Java Applets for Games?

What happened to Java Applets? Does it still make sense to provide a game as Java Applet in addition to Java Webstart?

I personally think Java Webstart is better, but what about people that play games that don’t know much about Java? “Outsiders” might only know about Applets and can get confused if a program starts as Webstart? I wrote my code so I can actually run my game as Applet if I like, so one might wonder?

I think it really depends on the game. There is no mechanism for downloading native libraries with Applets, so you really ought to stick to Java2D. This means no 3D support and a fair amount of overhead on each awt call. Applets must load fast (or the user thinks it’s broken), which limits the amount of graphic and sound resources that can be put directly in the archive. You can pull them in later programmatically from the webserver, but only a limited number of file types are cached. This would up your server bandwidth, although you can always get your server to lie about the file types, to ensure generic data files also get cached. Also, since Applets can’t go fullscreen, they are best for the kind of casual games that don’t need that.

So… Small simple games still work ok as Applets. Huge 3D graphic masterpieces are better as webstart.

Alan

Some people also don’t have Webstart - they have to use Applets (ok they could download a new jre, but thats a totally different issue)

According to Sun, those people are officially a small minority. For most games, they are less likely to be in your target market. Bear in mind you’re talking about people who are running software that is now 8 years old.

To the OP, I don’t see the point in a poll on this. There is only one answer - yes of course people still play applets. Millions of them play each day. Just do a brief bit of research with google into the people playing games on places like popcap and yahoo games, and if you like add in individual games like runescape.

But all those are like that for historic reasons, and tend to be old games. If you’re targetting portals, you’re unlikely to have any choice - you’ll only be allowed to use an applet - but otherwise new games shouldn’t generally be considering applets. Either use webstart, or something proprietary because some aspect of webstart is insufficient for your needs.

[quote]According to Sun, those people are officially a small minority
[/quote]
Have they released some official statistics? Where can we find it?

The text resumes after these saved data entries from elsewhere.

PR #10262, opened 2024-01-25
Add feature flag to turn off `%self`

faho:
This is the last remnant of the old percent expansion.

It has the downsides of it, in that it is annoying to combine with anything:

```fish
echo %self/foo
```

prints "%self/foo", not fish's pid.

We have introduced $fish_pid in 3.0, which is much easier to use - just like a variable, because it is one.

If you need backwards-compatibility for < 3.0, you can use the following shim:

```fish
set -q fish_pid
or set -g fish_pid %self
```

So we introduce a feature-flag called "remove-percent-self" to turn it off.

"%self" will simply not be special, e.g. `echo %self` will print "%self".

## Current uses of %self:

Here's a few notable uses of %self I can still find in the wild:

- Oh-my-fish's [installer](https://github.com/oh-my-fish/oh-my-fish/blob/d427501b2c3003599bc09502e9d9535b5317c677/bin/install#L140) (last commit to oh-my-fish/oh-my-fish was a year ago)
- The [await plugin](https://github.com/oh-my-fish/plugin-await/blob/master/functions/await.fish#L5) (last commit 5 years ago)
- [theme-budspencer](https://github.com/oh-my-fish/theme-budspencer/blob/eb3bf2919014fc33c136667bf3ae7b0c5b195d3c/functions/fish_prompt.fish#L58) (last commit 2 years ago)

There are in total [386 matches on Github](https://github.com/search?q=%25self+language%3Afish+&type=code) I can find. These are all easily, almost mechanically replaced with `$fish_pid`, with optional backwards-compatibility by setting the variable yourself if it doesn't exist (see above).

It is worth pointing out that $fish_pid was introduced in fish 3.0, which is 45% of commits up to 3.7.0 behind. It was released 5 years ago.

### DIFF
--- a/doc_src/language.rst
+++ b/doc_src/language.rst
@@ -1987,6 +1987,7 @@ You can see the current list of features via ``status features``::
     qmark-noglob            on  3.0 ? no longer globs
     regex-easyesc           on  3.1 string replace -r needs fewer \\'s
     ampersand-nobg-in-token on  3.4 & only backgrounds if followed by a separating character
+    remove-percent-self     off 3.8 %self is no longer expanded (use $fish_pid)
 
 Here is what they mean:
 
@@ -1994,6 +1995,7 @@ Here is what they mean:
 - ``qmark-noglob`` was also introduced in fish 3.0 (and made the default in 3.8). It makes ``?`` an ordinary character instead of a single-character glob. Use a ``*`` instead (which will match multiple characters) or find other ways to match files like ``find``.
 - ``regex-easyesc`` was introduced in 3.1. It makes it so the replacement expression in ``string replace -r`` does one fewer round of escaping. Before, to escape a backslash you would have to use ``string replace -ra '([ab])' '\\\\\\\\$1'``. After, just ``'\\\\$1'`` is enough. Check your ``string replace`` calls if you use this anywhere.
 - ``ampersand-nobg-in-token`` was introduced in fish 3.4. It makes it so a ``&`` i no longer interpreted as the backgrounding operator in the middle of a token, so dealing with URLs becomes easier. Either put spaces or a semicolon after the ``&``. This is recommended formatting anyway, and ``fish_indent`` will have done it for you already.
+- ``remove-percent-self`` turns off the special ``%self`` expansion. It was introduced in 3.8. To get fish's pid, you can use the :envvar:`fish_pid` variable.
 
 
 These changes are introduced off by default. They can be enabled on a per session basis::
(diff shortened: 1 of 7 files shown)


faho:
> If the goal is to eventually remove it, couldn't it first be deprecated

This *is* the deprecation.

We're telling you that we're planning to turn it off, and individual users can already try it out.

And that is also how users catch it. In the meantime, the status quo is untouched, everything still works as before.

Warnings just make it more annoying, especially in this case where finding uses is trival - you can actually just run `grep '%self'`.

epidemian:
Ok, that's fair, thanks for your thorough reply.

I was thinking more from the perspective of:

1. I'm a regular fish user. I add some functions that use `%self` to my fish config.
2. Years later, my package manager has a new version of fish. I let it update, as i always do. I don't check the changelog, and even if i did, by now i have completely forgotten about the detail of how my functions are implemented. I still use them every now and then.

If this version starts warning about uses of `%self`, i have a chance of catching them and i also get to learn how to fix them, while things still work. But if it doesn't warn, then later, when the version that disables this old behavior by default is released, my functions will suddenly stop working, without any indication of why.

I don't really know if this is too far fetched. It probably is. But it's the kind of use-case that came immediately to mind :sweat_smile:

tests/checks/features-percent-self1.fish
```diff
@@ -0,0 +1,4 @@
+#RUN: %fish --features=remove-percent-self -C 'set -g fish_indent %fish_indent' %s
```
krobelus, line 1: copy-paste error (extra fish_indent)

doc_src/language.rst
```diff
@@ -1987,13 +1987,15 @@ You can see the current list of features via ``status features``::
     qmark-noglob            on  3.0 ? no longer globs
     regex-easyesc           on  3.1 string replace -r needs fewer \\'s
     ampersand-nobg-in-token on  3.4 & only backgrounds if followed by a separating character
+    remove-percent-self     off 3.8 %self is no longer expanded (use $fish_pid)
```
krobelus, line 1990: sounds fine to me. Actually turning it on is a separate decision, possibly not for many years

faho: It will be a while, yes, but I would imagine shorter than qmark-noglob.

I expect fewer issues than with stderr-nocaret - that one was bloody everywhere, and it was harder to find than this.

%self was never a huge thing, the main reason why there are still uses is that oh-my-fish is dead more than it being important.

I would like to see that statistic too. Do you have a link?

[quote]According to Sun, those people are officially a small minority
[/quote]
He maybe means The Sun newspaper ;D

[quote=“Matlu,post:7,topic:25332”]
Must have been on page 4 or above, I never get farther than page 3. ;D

* blahblahblahh hopes ChrisM is reading this thread - he recently promised again to get the info for us :slight_smile:

I am reading and I am still getting trying to get the proper numbers out to you :slight_smile:

-Chris

joglAppletLauncher give you an ability to use native accelarated graphics using opengl, it is signed so no dialog windows for security reasons will apear, maybe it is quite huge file to download like jogl.jar, os natives etc but they are downloaded only once, and stored on user hdd.
here you will find some working example:
https://jogl-demos.dev.java.net/applettest.html

and here another one : http://www.javapause.com/games/jack ;D

The jogl part is (thanks to pack200) :

  • jogl.jar : 262 Kb
  • native libs : not packed200 as unpacking is not implemented in JOGLAppletLauncher : 57 Kb on windows, 123kb on mac os, 174 Kb on linux

for java 1.4 users, numbers are 884 Kb for jogl.jar, and the same for native libs.

Lilian

how have you implemented pack200 for jogl.jar, on server side or what? becouse users that do not have java 1.5 or newear must have normal jar

Simple apache multiviews on server side. I serve jars for normal downloads and pack200-gzipped files for java 1.5

It’s just a .htaccess to add (provided your host runs apache) and .var files (proxies) to specify which file to serve depending on client requests.